Two new species are herein described and belong to the formerly monotypic genera Germonea and Drepanodontus. Harasewych & Kantor (2004) suggested affinities of Germonea with some Prosiphinae with similar radulae (e.g., Prosipho spiralis Thiele, 1912, P. crassicostatus (Melvill & Standen, 1907) and Anomacme smithi Strebel, 1905). However, all three species have the typical Prosiphinae very long and narrow process in the base of the lateral radula teeth, while both known Germonea species have a shorter and triangular tip at the base instead. In addition, the shell height of the species here described, G. peonza n. sp., is at least twice as large as any of the others.
Also, Harasewych & Kantor (2004) compared the radula of Drepanodontus with that of KapalaPonder, 1982 (K. bathybius Bouchet & Warén, 1986). Kapala was replaced with Buccipagoda by Ponder (2010) because of the homonymy with Cameron (1884). Later Buccipagoda bathybius was included in SagenotritonMarshall & Walton, 2019. The radula of S. ajaxMarshall & Walton, 2019 as well as that of Buccipagoda kengrahani (Ponder, 1982), the type species of Buccipagoda, are really similar among them. They have only one central cusp in the rachidian tooth with sometimes one or two obsolete denticles on each side, while Drepanodontus species have usually more than one cusp, one central larger and several laterals smaller. The lateral teeth are also similar. However, judging by the illustrations of the species included in the three genera, Buccipagoda, Drepanodontus and Sagenotriton, there is more variation on the latter than on the other two. In any case, the shells are very different in all the three genera. The particular protoconch of Drepanodontus, with the first whorl conical, is slightly sunken and with a marginal cord that is clearly distinctive from the other two genera.

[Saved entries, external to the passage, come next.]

PR #461, opened 2018-02-18
Fix reload

redfruitt:
# Description

Fixes the buggy reload feature which does not work consistently.

**Fixes** #413 

## Status
**READY** 

## Type of change

- Bug fix (non-breaking change which fixes an issue)

# How Has This Been Tested?

# Checklist:

- [x] I have performed a self-review of my own code
- [ ] I have made corresponding changes to the documentation (if applicable)
- [ ] I have added tests that prove my fix is effective or that my feature works
- [x] New and existing unit tests pass locally with my changes

PR #471, opened 2018-02-27
Revert changes to loader.py

FabioRosado:
# Description

After the commit #461 was merged into opsdroid by me, opsdroid stopped answering to commands. 
I did some digging around and reverting the changes to `opsdroid.loader` fixed the issue.
This PR is just a quick fix to opsdroid in order to keep it working. 

I've tried different things to try and understand why the method `_reload_modules`, the thing that makes everything work seems to be the line `importlib.reload(sys.modules[module_name])` but, to be honest, I have no idea why.

Also, should I raise an issue about this in order to have this method removed?

## Status
**READY** 

## Type of change

# How Has This Been Tested?

- Ran opsdroid to see if opsdroid will respond to a command
- Tox - all green

# Checklist:

### DIFF
--- a/opsdroid/loader.py
+++ b/opsdroid/loader.py
@@ -7,6 +7,7 @@ import shutil
 import subprocess
 import importlib
 import importlib.util
+from types import ModuleType
 import re
 from collections import Mapping
 import yaml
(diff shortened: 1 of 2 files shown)


jacobtomlinson:
Yes please raise an issue. I'd rather not restore this code as it is not required any more. We should keep digging to find the root cause of the problem.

Previous records of these two genera, Drepanodontus and Germonea, were located from very deep waters of the abyssal plain of the Scotia Sea, close to South Georgia and South Orkney Is. and the adjacent Argentine Abyssal Plain and the lower slope in both sides of the Antarctic convergence. Both known species of Drepanodontus have a large difference in the bathymetry where the specimens were collected, while those of D. tatyanae were sampled from 2740 m to 5768 m, all known materials of D. peonza n. sp. are from less than 785 m depth. Something similar occurs with Germonea species, where all known specimens of G. rachelae are from about 2196 to 3714 m and those of G. costulosa n. sp. never reach 800 m depth. Nevertheless, it is interesting to point out that both genera are distributed on both sides of the Antarctic convergence (or Drake Passage). However, only one species, Drepanodontus tatyanae, was actually collected north and south of the Drake passage albeit in very deep waters, a fact that it is at least unusual for invertebrates with non free larvae. Nothing is known about the reproductive modality of the species of Germonea and Drepanodontus, however, as far as it can be seen by the size and number of whorls of its protoconchs, hatching as a crawling juvenile is probably the case for these species.
I would like to thank A. Tablado curator at MACN who help with the specimens and, N. Sánchez and D. Urteaga (MACN) both provided material from several cruises on board or the R/V Puerto Deseado. Two reviewers kindly helped to improve the initial manuscript. Funding by the National Scientific and Technical Research Council, Argentina (CONICET), to which I belong as member of the “Carrera del Investigador Científico y Técnico” is acknowledged.
This work is the contribution N° 50 to the Area Marina Protegida Namuncurá (Ley 26.875).